About this exercise
The data below is to be set down again exactly as written.

===== The data =====

Issue #1732, opened 2023-07-06
Elixir ExDocs Search index too big for SessionStorage


jeregrine:
When you visit the HexDocs page for an Elixir (or any large hex docs) such as https://hexdocs.pm/elixir/1.15.2/search.html?q=hi the console error log shows the following error:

=====

Answer space
Issue #1732, opened 2023-07-06
Elixir ExDocs Search index too big for SessionStorage


jeregrine:
When you visit the HexDocs page for an Elixir (or any large hex docs) such as https://hexdocs.pm/elixir/1.15.2/search.html?q=hi the console error log shows the following error:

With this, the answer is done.